## WHAT YOU SHOULD DO:
Locate the line that contains "--- a/packages/build-tools/src/steps/functions/repack.ts". Print it and every subsequent line through the final line of the records, exactly and only those.

## RECORDS PROVIDED:
PR #3786, opened 2026-05-22
[build-tools] pass env to repack spawnAsync

Kudo:
# Why

support nvm for repack job

# How

pass context env into repack's spawnAsync

# Test Plan

deploy and test

### DIFF
--- a/packages/build-tools/src/steps/functions/repack.ts
+++ b/packages/build-tools/src/steps/functions/repack.ts
@@ -10,6 +10,7 @@ import {
 } from '@expo/repack-app';
 import {
   BuildFunction,
+  BuildStepEnv,
   BuildStepInput,
   BuildStepInputValueTypeName,
   BuildStepOutput,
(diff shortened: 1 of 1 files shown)


packages/build-tools/src/steps/functions/repack.ts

## RESPONSE FOR THIS EXERCISE:
--- a/packages/build-tools/src/steps/functions/repack.ts
+++ b/packages/build-tools/src/steps/functions/repack.ts
@@ -10,6 +10,7 @@ import {
 } from '@expo/repack-app';
 import {
   BuildFunction,
+  BuildStepEnv,
   BuildStepInput,
   BuildStepInputValueTypeName,
   BuildStepOutput,
(diff shortened: 1 of 1 files shown)


packages/build-tools/src/steps/functions/repack.ts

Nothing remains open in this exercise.